Provided entries:
☆ ☆ ☆

PR #314, opened 2024-07-27
support firing multiple removals when done in parallel

atn832:
#312 supported the case when two documents are added in parallel and we want to fire an event that includes both additions. This PR supports any parallel modification, such as when two documents are removed or modified in parallel.

### DIFF
--- a/lib/src/query_snapshot_stream_manager.dart
+++ b/lib/src/query_snapshot_stream_manager.dart
@@ -6,6 +6,7 @@ import 'package:rxdart/rxdart.dart';
 
 import 'fake_query_with_parent.dart';
 import 'mock_document_change.dart';
+import 'mock_query_document_snapshot.dart';
 import 'mock_query_snapshot.dart';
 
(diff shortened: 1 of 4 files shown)


lib/src/query_snapshot_stream_manager.dart
```diff
@@ -120,33 +121,22 @@ class QuerySnapshotStreamManager {
...
-            docsPrior: docsPrior,
-            docsCurrent: docsCurrent,
-          );
-        });
-        if (newDocsChanges.isNotEmpty) {
-          documentsChange.addAll(newDocsChanges.whereNotNull());
-        }
+        // Collect change from the whole query documents, whether they be added,
+        // deleted or modified.
+        final affectedIds = <String>{
```
atn832, line 126: @KholmatovS

KholmatovS: Amazing, thank you!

☆ ☆ ☆

About this task: Write out the entries in full, exactly as given.

Exercise output:
PR #314, opened 2024-07-27
support firing multiple removals when done in parallel

atn832:
#312 supported the case when two documents are added in parallel and we want to fire an event that includes both additions. This PR supports any parallel modification, such as when two documents are removed or modified in parallel.

### DIFF
--- a/lib/src/query_snapshot_stream_manager.dart
+++ b/lib/src/query_snapshot_stream_manager.dart
@@ -6,6 +6,7 @@ import 'package:rxdart/rxdart.dart';
 
 import 'fake_query_with_parent.dart';
 import 'mock_document_change.dart';
+import 'mock_query_document_snapshot.dart';
 import 'mock_query_snapshot.dart';
 
(diff shortened: 1 of 4 files shown)


lib/src/query_snapshot_stream_manager.dart
```diff
@@ -120,33 +121,22 @@ class QuerySnapshotStreamManager {
...
-            docsPrior: docsPrior,
-            docsCurrent: docsCurrent,
-          );
-        });
-        if (newDocsChanges.isNotEmpty) {
-          documentsChange.addAll(newDocsChanges.whereNotNull());
-        }
+        // Collect change from the whole query documents, whether they be added,
+        // deleted or modified.
+        final affectedIds = <String>{
```
atn832, line 126: @KholmatovS

KholmatovS: Amazing, thank you!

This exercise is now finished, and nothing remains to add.